Welcome to part 4 of managing BI performance problems. In part 1 I discussed how to properly manage and approach a performance problem. Part 2 was about applying indexes to speed up queries. Part 3 was about how if indexing didn’t offer enough performance return then creating aggregate tables could help alleviate performance problems. In this, part 4, I will be discussing table partitioning. If your table is large, and the data cannot be aggregated to an aggregate table, partioning your database tables is a good way to cut down on performance if used correctly.
What is table partitioning?
Table partitioning in essence slices up your table into smaller chunks to make it so that instead of the database having to sort through hundreds of thousands of rows it only has to go through tens of thousands.
This makes partitioning a very good solution for tables that for some reason cannot be aggregated. It should be said that aggregate tables, when possible, should always be the first course of action. Partitioning is good and can cut down query times substantially, but aggregates almost always do better.
Should I do partitioning via my meta-layer or in the RDBMS?

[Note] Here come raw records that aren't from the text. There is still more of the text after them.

PR #381, opened 2018-05-10
cardboard-controls

InfiniteLee:
added carboard-controls component and hooked it up to cursor-controller. This should properly fix #343

### DIFF
--- a/src/components/cardboard-controls.js
+++ b/src/components/cardboard-controls.js
@@ -1,0 +1,34 @@
+const CARDBOARD_BUTTON = "Cardboard Button";
+
+module.exports = AFRAME.registerComponent("cardboard-controls", {
+  init: function() {
+    this.buttons = {};
+    this.gamepad = null;
+  },
+
+  tick: function() {
+    this.gamepad = this.gamepad || this._getGamepad();
+    if (this.gamepad) {
+      for (var i = 0; i < this.gamepad.buttons.length; i++) {
+        if (this.gamepad.buttons[i].pressed && !this.buttons[i]) {
+          this.el.emit("cardboardbuttondown", {});
+        } else if (!this.gamepad.buttons[i].pressed && this.buttons[i]) {
+          this.el.emit("cardboardbuttonup", {});
+        }
+        this.buttons[i] = this.gamepad.buttons[i].pressed;
+      }
+    } else if (Object.keys(this.buttons)) {
+      this.buttons = {};
+    }
+  },
+
+  _getGamepad: function() {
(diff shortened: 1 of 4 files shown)


src/components/cardboard-controls.js
```diff
@@ -0,0 +1,34 @@
...
+    if (this.gamepad) {
+      for (let i = 0; i < this.gamepad.buttons.length; i++) {
+        if (this.gamepad.buttons[i].pressed && !this.buttons[i]) {
+          this.el.emit("cardboardbuttondown", {});
+        } else if (!this.gamepad.buttons[i].pressed && this.buttons[i]) {
+          this.el.emit("cardboardbuttonup", {});
+        }
+        this.buttons[i] = this.gamepad.buttons[i].pressed;
+      }
+    } else if (Object.keys(this.buttons)) {
```
cvan: this will always be truthy. do you want to check its `length`?

src/components/cardboard-controls.js
```diff
@@ -0,0 +1,34 @@
...
+      this.buttons = {};
+    }
+  },
+
+  _getGamepad: function() {
+    const gamepads = navigator.getGamepads && navigator.getGamepads();
```
cvan: I think you should just bail and return `null` if `navigator.getGamepads` is not truthy

src/components/cardboard-controls.js
```diff
@@ -0,0 +1,34 @@
+const CARDBOARD_BUTTON = "Cardboard Button";
```
gfodor: I was confused about what this was for until I got to the part in the code (I assumed it was basically for a UI string) perhaps rename to `CARDBOARD_BUTTON_GAMEPAD_ID`?

src/components/cursor-controller.js
```diff
@@ -93,8 +93,8 @@ AFRAME.registerComponent("cursor-controller", {
     this.data.playerRig.addEventListener(this.data.primaryUp, this._handlePrimaryUp);
     this.data.playerRig.addEventListener(this.data.grabEvent, this._handlePrimaryDown);
     this.data.playerRig.addEventListener(this.data.releaseEvent, this._handlePrimaryUp);
-    this.data.playerRig.addEventListener("gamepadbuttondown", this._handlePrimaryDown);
```
gfodor: I'm guessing these were unused?

InfiniteLee: this was from my previous attempt when trying to use `gamepad-controls`. I left them in because I knew i was going to reuse them for this PR, but wound up deciding on a different event name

There are in essence two ways to accomplish partitioning: either do it in the meta layer vendor software, or do it in the RDBMS. Both sides have their pros and cons.
Meta-layer Partitioning
Meta-layer software is getting more and more advanced allowing for customers to have an ever increasing number of options. The gist of doing partitioning in the meta-layer would be that you take two physically separate tables and create them as one logical table and tell the meta-layer when to apply the correct fragmentation to know when to get what data from where.
For example: A lot of companies will split off their tables into separate physical history tables then use the meta layer to create a single large logical table and then the meta layer figures out what table to query based on the logical query.
Pros:
– A lot of companies already have “history” or “subset” tables as they were very popular in past methodologies.

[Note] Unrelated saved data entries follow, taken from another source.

PR #384, opened 2018-05-10
Set HTML prefix for smoke outputs

gfodor:
Fixes an issue causing the HTML prefix to always be set to `smoke-`, which causes the app to always use the smoke box for the avatar selector.

### DIFF
--- a/webpack.config.js
+++ b/webpack.config.js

– History/subset tables are very easy to create and incorporate into your schema
– Getting data from a single physical table is very fast
– Partitioning is in the hands of developers that will (hopefully) know the data rather well
Cons:
– You have two choices as to expanding data: keep making your history/sub tables bigger (thereby possibly negating their value) or create more history/sub tables which means that you’ll keep making meta layer changes to include these new tables. Also if tables keep getting added to the meta layer then the fragmentation logic will keep getting more and more complex.

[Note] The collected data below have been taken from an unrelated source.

PR #386, opened 2018-05-11
Allow specifying full url in bot script

brianpeiris:
So that we can use it on smoke. Also disables telemetry for the bots.

### DIFF
--- a/scripts/bot/run-bot.js
+++ b/scripts/bot/run-bot.js
@@ -4,10 +4,10 @@ Usage:
     ./run-bot.js [options]
 
 Options:
-    -u --url=<url>    Url [default: null].
-    -h --host=<host>  Hubs host if url is not specified [default: localhost:8080]
-    -r --room=<room>  Room id [default: null].
-    -h --help         Show this screen.
+    -u --url=<url>    URL
+    -o --host=<host>  Hubs host if URL is not specified [default: localhost:8080]
+    -r --room=<room>  Room id
+    -h --help         Show this screen
 `;
 
 const docopt = require("docopt").docopt;
--- a/scripts/bot/run-bot.js
+++ b/scripts/bot/run-bot.js
@@ -4,8 +4,9 @@ Usage:
     ./run-bot.js [options]
 
 Options:
-    -h --host=<host>  Hubs host [default: localhost:8080]
-    -r --room=<room>  Room id [default: 234234].
+    -u --url=<url>    Url [default: null].
+    -h --host=<host>  Hubs host if url is not specified [default: localhost:8080]
+    -r --room=<room>  Room id [default: null].
     -h --help         Show this screen.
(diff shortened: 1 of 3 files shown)


scripts/bot/run-bot.js
```diff
@@ -4,8 +4,9 @@ Usage:
     ./run-bot.js [options]
 
 Options:
-    -h --host=<host>  Hubs host [default: localhost:8080]
-    -r --room=<room>  Room id [default: 234234].
+    -u --url=<url>    Url [default: null].
+    -h --host=<host>  Hubs host if url is not specified [default: localhost:8080]
```
cvan: `.` period for consistency

scripts/bot/run-bot.js
```diff
@@ -4,8 +4,9 @@ Usage:
     ./run-bot.js [options]
 
 Options:
-    -h --host=<host>  Hubs host [default: localhost:8080]
-    -r --room=<room>  Room id [default: 234234].
+    -u --url=<url>    Url [default: null].
```
cvan: nit: `Url` -> `URL`

scripts/bot/run-bot.js
```diff
@@ -22,12 +23,19 @@ const querystring = require("query-string");
   page.on("error", err => console.error("ERROR: ", err));
   page.on("pageerror", err => console.error("PAGE ERROR: ", err));
 
+  const baseUrl = options["--url"] || `https://${options["--host"]}/hub.html`;
```
cvan: do you want to throw an error/warning here if `options["--host"]` is missing?

scripts/bot/run-bot.js
johnshaughnessy: ``default: null]` will make `options["--url"]` return the string "null", so that 
```const baseUrl = options["--url"] || `https://${options["--host"]}/hub.html`;```
doesn't do the right thing.

File: scripts/bot/run-bot.js [hunk 4]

– When a query spans more than one table it will do a UNION. This, while faster than selecting from a large table, is typically slower than going with the RDBMS equivalent.
– Selecting everything from the table might actually be slower than if it were one whole table due to the unions.
– If users are going straight against the database they’ll need to know to bring in any subset tables manually for their queries otherwise they’ll miss out on data.
RDBMS Partitioning
Just as meta layer software is getting better so too is RDBMS software. Oracle 11g in particular gives DBAs a wonderful set of tools and utilities to handle complex partitioning. Developers and DBAs can select to partition by time, or certain values. There are a lot of different approaches and possibilities when it comes to partitioning within the RDBMS check with your vendor to see what they do and do not support.
Pros:
– Partitioning logic is coded into the RDBMS itself; no meta layer software will access the data faster.
– Easy to create additional partitions if needed without incurring a code push
– Tons of options available to create partitions
– Invisible to the user even if the user is going straight against the database.
Cons:
– Typically partitioning is a DBA function and DBAs usually don’t know the data as well as developers.
– Can make inserts a bit slower
– Because there are so many options available it is possible to really screw this up for yourself if you don’t know what you’re doing.